I'm trying to find the Power Series expansion and Radius of Convergence for the function $$f(z) = \frac{z}{e^{z} - 1}$$ at points $z = 0$ and $z = 1$.

When it comes to the radii of convergence, $e^{i\cdot(2n\pi)} = 1$ so the function has poles on the imaginary axis at intervals of $2\pi$. So, the series expansion centered at zero has radius of convergence equal to $2\pi$, whereas the series centered at $z=1$ has radius $1$ since the closest pole lies at $z = 0$.

Now, when it comes to actually finding the series expansion, I'm unsure how to find the $n^{th}$ derivative. How does one do so? And, is there a cleverer way of finding the series coefficients without computing the $n^{th}$ derivative?
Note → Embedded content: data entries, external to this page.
PR #224, opened 2020-12-11
Fix deleting controlplane with purpose exposure

stoyanr:

/area control-plane
/kind bug
/priority critical
/platform azure

Changes the logic in the controlplane actuator so that remedy controller resources are deleted only for `normal` controlplanes, but not for `exposure` ones.

Fixes #

There is a step in the reconcile flow that deletes the `exposure` controlplane only if the `APIServerSNI` feature gate is enabled. Without this fix, this step fails in a hibernated cluster since the remedy controller resources are also deleted, but the remedy controller itself is scaled to zero and can't reconcile the deletion.

**Release note**:

```other operator
Fixed a bug that caused reconciling hibernated shoots to fail if the `APIServerSNI` feature gate is enabled.
```

### DIFF
--- a/pkg/controller/controlplane/actuator.go
+++ b/pkg/controller/controlplane/actuator.go
@@ -69,9 +69,11 @@ func (a *actuator) Delete(
 	cp *extensionsv1alpha1.ControlPlane,
 	cluster *extensionscontroller.Cluster,
 ) error {
-	// Delete all remaining remedy controller resources
-	if err := a.deleteRemedyControllerResources(ctx, cp); err != nil {
-		return err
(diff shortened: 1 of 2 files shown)


rfranzke (approved):
/lgtm
/needs second-opinion
/invite @dkistner @kon-angelo

ialidzhikov (approved):
/lgtm

danielfoehrKn (approved):
/lgtm  Thanks for finding!

dkistner (approved):
/lgtm

rfranzke:
Nice, thanks for merging. Can we have a hotfix release with this PR?

dkistner:
yep will do it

@SineoftheTime Thank you for the hint! I tried proceeding by expanding $e^{z}$ and simplifying to $\frac{z}{e^z - 1} = \frac{1}{1+P(z)} = P(z) + P(z)^2 + P(z)^3 + \cdots$ where $P(z) = \frac{z}{2!} + \frac{z^2}{3!} + \dots$ (obtained from the earlier simplification)
But this only holds for $|P(z)| < 1$. I'm not sure how to show that this is true. Do you have any suggestions for doing this without integration? (My textbook gives this question before teaching integration). — kdeoskar, Dec 26 '23 at 15:46
look up Bernoulli numbers as $\frac{z}{e^{z} - 1}$ is their generating function — Conrad, Dec 26 '23 at 15:51
@KeshavBalwantDeoskar how would you do it using integration? — Sine of the Time, Dec 26 '23 at 16:07
@SineoftheTime An answer to this question asking for the Laurent Series of $1/e^{z} - 1$ used integration to find the coefficients so I figured I'd mention I haven't studied that yet in case it's a standard method — kdeoskar, Dec 26 '23 at 17:20
oh, you mean by the def of the coefficients. This is usually not done, you use expansion of well known series. Related — Sine of the Time, Dec 26 '23 at 18:07

Power Series Expansion of $\frac{z}{e^{z} - 1}$ at $z = 0$ and $z = 1$.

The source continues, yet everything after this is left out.